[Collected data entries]
□ □ □ □ □

Issue #384, opened 2025-06-04
Different navigable is used in creating navigation params by fetching between prefetch and actual navigation


hiroshige-g:
In https://wicg.github.io/nav-speculation/prefetch.html#prefetch,
document’s [node navigable](https://html.spec.whatwg.org/multipage/document-sequences.html#node-navigable) is used for calling [creating navigation params by fetching](https://wicg.github.io/nav-speculation/prefetch.html#create-navigation-params-by-fetching), i.e. the navigable of the initiator Document.
But this is not necessarily the same navigable used when actual navigation using the prefetched result (=target navigable, which can be different from the initiator Document when `window.open` etc.).

Is this OK? I'm just not sure and filing this for tracking.

domenic:
Let's see. What does this impact?

- Setting request's reserved client. Does this impact any fields of the environment struct in a bad way?
  - creation URL, top-level creation URL, and top-level origin should be fine
  - target browsing context is set incorrectly. Does this matter?
    - [Lots of specs](https://dontcallmedom.github.io/webdex/t.html#target%20browsing%20context%40%40environment%40dfn) use target browsing context. I am a bit suspicious as to whether they're doing so correctly.
    - The Service Worker spec usages should be OK since these clients are not execution-ready and so get filtered out
    - Some specs seem to check whether the target browsing context has a parent or not. So as long as we don't allow prefetches to be used to fulfill iframes then we're OK
    - Some other specs look like they're misusing it
    - Some specs seem to be checking if it's null
    - Conclusion: probably OK?
- Aborting prefetches if a navigation occurs in the initiator
  - This seems fine, although as noted in the inline issue maybe we should wait for navigations to commit instead
- COOP checks on top-level traversables
  - We re-do these at activation time, so we are mostly OK
  - But I think this means we are checking both the current navigable and the target navigable. Which means we might disallow some cases that could succeed.
- CORP checks on child navigables
  - Not applicable as long as we stick with only prefetching top-level
- Conflicting credentials exist checks
  - This might in theory also disallow some cases that could succeed, but I think it's probably OK if we look into the details because it's using the actual redirect chain partitions
- Storing it in the navigation params
  - I think it is not used after being stored, since we don't do anything after "create navigation params by fetching"


Overall conclusion:
- As long as we only allow prefetches for top-level traversables, it is probably OK.
- Maybe we are disallowing some cases that could succeed by checking both the initiator and the destination navigables, whereas strictly speaking we only need to check the destination navigable.
[...]

PR #394, opened 2025-06-25
Delay all COOP checks to activation

domenic:
They have been broken since 24b2405eeb9190d6604951ec84b4f592f3c3a358, where we allowed prefetches to be activated into different browsing contexts than their initiator browsing context. Attempting to do COOP checks at prefetch time is no good with that foundation.

This better aligns with Chromium's implementation, and simplifies the specification a good deal.

This helps with #384, although we should still be sure to add a clarifying note about the mismatch and how, after this fix, it's no longer a problem.


domenic:
@hiroshige-g, I don't know if you have bandwidth or interest to review this, since you are not as familiar with the COOP implementation. But I will give it a few days before merging in case you are interested.

PR #398, opened 2025-07-11
Rebase on top of HTML

domenic:
https://github.com/whatwg/html/pull/11426 upstreams most of the speculation rules specification to HTML. Remove the upstreamed portions, and add references to the PR and PR preview.


domenic:
I'll merge this. Even though the HTML spec PR is not yet merged, it has a few changes that are important, and is a better basis for work going forward. We can use the PR preview at https://whatpr.org/html/11426/speculative-loading.html as the rendered spec until it gets merged.

PR #405, opened 2025-09-02
Introduce Supports-Loading-Mode:prerender-cross-origin-frames

yoichio:
Explainer: https://github.com/WICG/nav-speculation/blob/main/prerendering-cross-origin-iframes.md


yoichio:
L544 |initiatorOrigin| is undefined in [=create and initialize a Document object=], how to get it?

domenic:
Did you mean to close this?

I don't think you need an initiatorOrigin check. You should still look at the `Supports-Loading-Mode` value even if page A and page B are same-origin.

PR #409, opened 2025-09-11
Do not keep service workers alive via prefetch clients

### LINKED ISSUE #347: Prefetch requests keeping the service worker alive and preventing it from revving its version

domenic:
Fixes #347: the "clients" created during prefetch time no longer count as controlling pages, in a way that prevents service worker updates. We may still want to consider evicting prefetch records on service worker updates (as discussed in #351), but that can be done as an additional step on top of this.

### DIFF
--- a/prefetch.bs
+++ b/prefetch.bs
@@ -121,6 +121,8 @@ spec: html; urlPrefix: https://html.spec.whatwg.org/multipage/
         text: anonymization policy; url: sl-candidate-anonymization-policy
       for: speculative load candidate
         text: URL; url: sl-candidate-url
+    urlPrefix: webappapis.html
+      text: navigation and traversal task source
 spec: fetch; urlPrefix: https://fetch.spec.whatwg.org/
   type: dfn
     text: network partition key; url: network-partition-key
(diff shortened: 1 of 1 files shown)


hiroshige-g:
Given that https://github.com/WICG/nav-speculation/issues/347#issuecomment-3294335361 https://github.com/WICG/nav-speculation/issues/347#issuecomment-3294367358, I feel I'm not yet fully confident that this is implementable right now so prefer to keep this unresolved (until we get bandwidth/priority to investigate/implement this).

Also @yoshisatoyanagisawa, WDYT?

PR #412, opened 2025-09-22
add initial version for prerender-until-script

Clqsin45:


prerendering.bs
```diff
@@ -425,6 +430,13 @@ Every [=navigable=] has a <dfn for="navigable">loading mode</dfn>, which is one
 
 By default, a [=navigable=]'s [=navigable/loading mode=] is "`default`". A navigable whose [=navigable/loading mode=] is "`prerender`" is known as a <dfn>prerendering navigable</dfn>. A [=prerendering navigable=] that is also a [=top-level traversable=] is known as a <dfn>prerendering traversable</dfn>.
 
+Every [=navigable=] has a <dfn for="navigable">scripting mode</dfn>, which is one of the following:
```
hiroshige-g, line 433: My naive question would be: Is this flag associated with `navigable` or something else (e.g. `Document`)?

So, clarifying the context/reasoning for the placement of this flag (no matter of the specific placement) is helpful.

prerendering.bs
```diff
@@ -950,6 +970,12 @@ To <dfn export>get the supported loading modes</dfn> for a [=response=] |respons
 
 Various behaviors are disallowed in [=prerendering navigables=] because they would be intrusive to the user, since the prerendered content is not being actively interacted with.
 
+<h3 id="pausing-script-execution">Pausing script execution</h3>
+
+If a [=navigable=]'s [=navigable/scripting mode=] is "`paused-until-activation`", the user agent must not execute script in the navigable's [=navigable/active document=]. This includes, but is not limited to executing `<script>` elements.
```
hiroshige-g, line 975: This PR is more like the speculation-rules-side plumbing and doesn't define the behavior of "pausing script execution".

So, at least we should clearly label the to-be-defined concepts and centralize the undefined things (probably to the section).
Namely,  "Resume script execution" at Line 633.

prerendering.bs
```diff
@@ -974,7 +1000,11 @@ Modify the <a spec=HTML>download the hyperlink</a> algorithm to ensure that down
 
 <h3 id="delay-async-apis">Delaying async API results</h3>
 
-Many specifications need to be patched so that, if a given algorithm invoked in a [=prerendering navigable=], most of its work is deferred until the navigable's [=navigable/top-level traversable=] is [=prerendering traversable/activated=]. This is tricky to do uniformly, as many of these specifications do not have great hygeine around <a href="https://html.spec.whatwg.org/multipage/webappapis.html#event-loop-for-spec-authors">using the event loop</a>. Nevertheless, the following sections give our best attempt.
+Many specifications need to be patched so that, if a given algorithm invoked in a [=prerendering navigable=], most of its work is deferred until the navigable's [=navigable/top-level traversable=] is [=prerendering traversable/activated=].
+
+<p class="note">Note that if the [=navigable/scripting mode=] is "`paused-until-activation`", the scripts that would invoke these algorithms are not executed in the first place until activation.</p>
```
hiroshige-g, line 1005: nit: I feel this note should be better placed after Line 1007, because I was confused as if "This is tricky to do uniformly, ... hygeine around using the event loop" would refer to the paused-until-activation.
(The document structure `<p class=note>` should help disambiguate this, but this confused me because the same thing also applies to paused-until-activation in some sense)

domenic (commented):
Nice work, this seems like a great start! I am also happy to see @hiroshige-g helping out!!

prerendering.bs
Clqsin45: Thank you for the discussion! I added a short note trying to cover the points. PTAL :)

prerendering.bs
```diff
@@ -282,43 +284,14 @@ A <dfn>prerender candidate</dfn> is a [=speculative load candidate=] with the fo
...
-            to |prerenderCandidates|.
-        1. If |rule|'s [=speculation rule/predicate=] is not null, then:
-          1. Let |links| be the result of [=finding matching links=] given |document| and |rule|'s [=speculation rule/predicate=].
-          1. [=list/For each=] |link| of |links|:
-            1. Let |target| be |rule|'s [=speculation rule/target navigable name hint=].
-            1. If |target| is null, set it to the result of [=getting an element's target=] given |link|.
-            1. Let |referrerPolicy| be the result of [=computing a speculative load referrer policy=] given |rule| and |link|.
-            1. [=list/Append=] a [=prerender candidate=] with
-
+    1. [=list/For each=] (|rules|, |scriptsPaused|) of « (|ruleSet|'s [=speculation rule set/prerender rules=], false), (|ruleSet|'s [=speculation rule set/prerender_until_script rules=], true) »:
```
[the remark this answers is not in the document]
Clqsin45: :D

prerendering.bs
```diff
@@ -269,9 +270,10 @@ Extend the [=speculation rule=] [=struct=] with one additional [=struct/item=]:
 
 <h3 id="speculation-rules-processing">Processing model</h3>
 
-A <dfn>prerender candidate</dfn> is a [=speculative load candidate=] with the following additional [=struct/item=]:
+A <dfn>prerender candidate</dfn> is a [=speculative load candidate=] with the following additional [=struct/items=]:
 
 * <dfn for="prerender candidate">target navigable name hint</dfn>, a [=valid navigable target name or keyword=] or null
+* <dfn for="prerender candidate">scripts paused</dfn>, a [=boolean=], initially false
```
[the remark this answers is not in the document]
Clqsin45: Ah exactly! Revised..

I also change the boolean's name to shouldPauseScripts, but wondering pauseScripts sounds better or not..

Clqsin45:
Thank you for your comments!! ❤️ Trying to resolve as many as I can, and I will make a follow-up PR soon.

prerendering.bs
```diff
@@ -974,7 +1008,11 @@ Modify the <a spec=HTML>download the hyperlink</a> algorithm to ensure that down
 
 <h3 id="delay-async-apis">Delaying async API results</h3>
 
-Many specifications need to be patched so that, if a given algorithm invoked in a [=prerendering navigable=], most of its work is deferred until the navigable's [=navigable/top-level traversable=] is [=prerendering traversable/activated=]. This is tricky to do uniformly, as many of these specifications do not have great hygeine around <a href="https://html.spec.whatwg.org/multipage/webappapis.html#event-loop-for-spec-authors">using the event loop</a>. Nevertheless, the following sections give our best attempt.
+Many specifications need to be patched so that, if a given algorithm invoked in a [=prerendering navigable=], most of its work is deferred until the navigable's [=navigable/top-level traversable=] is [=prerendering traversable/activated=].
+
+This is tricky to do uniformly, as many of these specifications do not have great hygeine around <a href="https://html.spec.whatwg.org/multipage/webappapis.html#event-loop-for-spec-authors">using the event loop</a>. Nevertheless, the following sections give our best attempt.
```
domenic, line 1013: Nit: you could re-collapse these two sentences back into one paragraph.

domenic (approved):

prerendering.bs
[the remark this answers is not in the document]
domenic: I can see arguments for both. "should pause scripts" sounds a bit clearer that it's about a future behavior, but it's a bit confusing since "should" has special meaning in specs that doesn't quite match what we're using here...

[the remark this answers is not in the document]
hiroshige-g: nit: I basically prefer "block scripts" / "unblock scripts" over "pause/resume scripts":

- To align with https://html.spec.whatwg.org/multipage/#has-no-style-sheet-that-is-blocking-scripts
- To avoid confusion: we don't pause the parser directly, we don't pause scripts in the middle of a script execution.

But this naming will be also affected by the detailed spec defintion we'll make later, so not blocking.

prerendering.bs
Clqsin45: Thank you for the information!! So, I think we're going to discuss the blocking/unblocking implementation during TPAC. I will draft changes to scripting first and finalize it after TPAC.

prerendering.bs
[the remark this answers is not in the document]
Clqsin45: Thank you all! So then maybe let me follow the naming style of https://html.spec.whatwg.org/multipage/#has-no-style-sheet-that-is-blocking-scripts, and update it after the scripting spec is ready.

How do the current names look to you?

prerendering.bs
Clqsin45: Done.

prerendering.bs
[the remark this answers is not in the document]
domenic: LGTM!

Issue #305, opened 2024-03-25
Add an additional action - preparse (aka NSP)


tvereecke:
We propose to add a third action called “preparse” (open for alternative names), an action similar to No State Prefetch (NSP), but triggered via the Speculation Rules API.

This new third action allows for more performance gains than a simple prefetch and would be a significant risk reduction compared to a full prerender (due to 1st party and 3rd party JS execution)

We have found that some of our customers are reluctant to enable Speculation Rules because the risk to their application of enabling pre-rendering is too great

Here are 3 (related) statements:

> "Prerender is too risky because we don't know how it will affect analytics or features like product recommendations or recently viewed products"
> "For Prerender to work, the impact on the app needs to be fully understood and many different teams need to work together"
> "If we do it wrong, it can break our application. (e.g. analytics, personalization, price controls, targeting, ...)"

Existing alternatives with 2 different actions are suboptimal:
* Falling back to Prefetch is unlikely to deliver sufficient performance gains.
*  Using Eagerness=conservative reduces the risk significantly, but due to the small time window the performance benefits are usually limited.

This new action also allows for progressive speculation rules, where the result of an eagerly triggered action (a lot of time) can be used for the less eager action.
* Preparse with eagerness "moderate" and Prerender with eagerness "conservative."
* Prefetch with eagerness "moderate" and Preparse with eagerness "conservative".
* Preparse with eagerness "eager" and only Prerender with eagerness "conservative".
* ...

Thank you for considering this option

jeremyroman:
(In fact Chromium actually still has some code to support `"prefetch_with_subresources"` which invokes NSP.)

□ □ □ □ □

* _ACTIVITY_
Find the line with "- Setting request's" in the entries above. Retype it and each line after it, exactly, through the line with "- CORP checks on child navigables", and stop there.

* _SOLVED EXERCISE_
- Setting request's reserved client. Does this impact any fields of the environment struct in a bad way?
  - creation URL, top-level creation URL, and top-level origin should be fine
  - target browsing context is set incorrectly. Does this matter?
    - [Lots of specs](https://dontcallmedom.github.io/webdex/t.html#target%20browsing%20context%40%40environment%40dfn) use target browsing context. I am a bit suspicious as to whether they're doing so correctly.
    - The Service Worker spec usages should be OK since these clients are not execution-ready and so get filtered out
    - Some specs seem to check whether the target browsing context has a parent or not. So as long as we don't allow prefetches to be used to fulfill iframes then we're OK
    - Some other specs look like they're misusing it
    - Some specs seem to be checking if it's null
    - Conclusion: probably OK?
- Aborting prefetches if a navigation occurs in the initiator
  - This seems fine, although as noted in the inline issue maybe we should wait for navigations to commit instead
- COOP checks on top-level traversables
  - We re-do these at activation time, so we are mostly OK
  - But I think this means we are checking both the current navigable and the target navigable. Which means we might disallow some cases that could succeed.
- CORP checks on child navigables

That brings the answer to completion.